A depiction of a sharded cluster along with a node’s data structure is provided below:
It’s evident from the explanation above that we don’t provide a
delete
API. This is because the eviction (through eviction algorithm) and deletion (of expired entries through TTL) is done locally at cache servers. Nevertheless, situations can arise where thedelete
API may be required. For example, when we delete a recently added entry from the database, it should result in the removal of items from the cache for the sake of consistency.
Detailed design#
We’re now ready to formalize the detailed design after resolving each of the three previously highlighted problems. Look at the detailed design below:
Let’s summarize the proposed detailed design in a few points:
- The client’s requests reach the service hosts through the load balancers where the cache clients reside.
- Each cache client uses consistent hashing to identify the cache server. Next, the cache client forwards the request to the cache server maintaining a specific shard.
- Each cache server has primary and replica servers. Internally, every server uses the same mechanisms to store and evict cache entries.
- Configuration service ensures that all the clients see an updated and consistent view of the cache servers.
- Monitoring services can be additionally used to log and report different metrics of the caching service.

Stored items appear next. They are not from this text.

PR #6531, opened 2026-01-29
feat(event): optimize the event cache solid block ID update logic

zeusoo001:
**What does this PR do?**
Optimize the event cache solid block ID update logic.

- Unit Tests
- Manual Testing

**Follow up**

**Extra details**

### DIFF
--- a/framework/src/test/java/org/tron/core/event/BlockEventCacheTest.java
+++ b/framework/src/test/java/org/tron/core/event/BlockEventCacheTest.java
@@ -42,10 +42,10 @@ public class BlockEventCacheTest {
     BlockCapsule.BlockId blockId = new BlockCapsule.BlockId(getBlockId(), 2);
     event.setBlockId(blockId);
     event.setParentId(b1);
-    event.setSolidId(b1);
+    event.setSolidId(blockId);
     BlockEventCache.add(event);
     Assert.assertEquals(event, BlockEventCache.getHead());
-    Assert.assertEquals(b1, BlockEventCache.getSolidId());
+    Assert.assertEquals(blockId, BlockEventCache.getSolidId());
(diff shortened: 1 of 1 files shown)


framework/src/main/java/org/tron/core/services/event/BlockEventCache.java
```diff
@@ -66,7 +66,14 @@ public static void add(BlockEvent blockEvent) throws EventException {
     }
 
     if (blockEvent.getSolidId().getNum() > solidId.getNum()) {
-      solidId = blockEvent.getSolidId();
+      BlockCapsule.BlockId headBlockId = head.getBlockId();
+      if (blockEvent.getSolidId().getNum() <= headBlockId.getNum()) {
+        solidId = blockEvent.getSolidId();
+      } else if (blockEvent.getBlockId().equals(headBlockId)) {
```
bladehan1, line 72: From the perspective of the `blockEvent` event: 
`blockEvent.getBlockId().getNum()` >= `blockEvent.getSolidId().getNum()`
From the perspective of the `head` assignment:
`head.getBlockId().getNum()` >= `blockEvent.getBlockId().getNum()`

Therefore, it should always be true:
`headBlockId.getNum()>= blockEvent.getBlockId().getNum()>= blockEvent.getSolidId().getNum()`

That is,
`headBlockId.getNum()>= blockEvent.getSolidId().getNum()`

In any case, what situation might cause it to not be true?

xxo1shine: `blockEvent.getSolidId()` represents the current solidified block height. For example, if 218 blocks are currently synchronized, when loading the 100th block, the current solidified block height might be 200.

Note: An important aspect of the design is that cache entries are stored and retrieved from RAM. We discussed the suitability of RAM for designing a caching system in the previous lesson.
Point to Ponder
Question
While consistent hashing is a good choice, it may result in unequal distribution of data, and certain servers may get overloaded. How do we resolve this problem?
A number of consistent hashing algorithms’ flavors have been suggested over time. We can use one such flavor (used here) that distributes load uniformly and even makes multiple copies of the same data on different cache servers. Each cache server can have virtual servers inside it, and the number of virtual servers in a machine depends on the machine’s capability. This results in a finer control on the amount of load on a cache server. At the same time, it improves availability.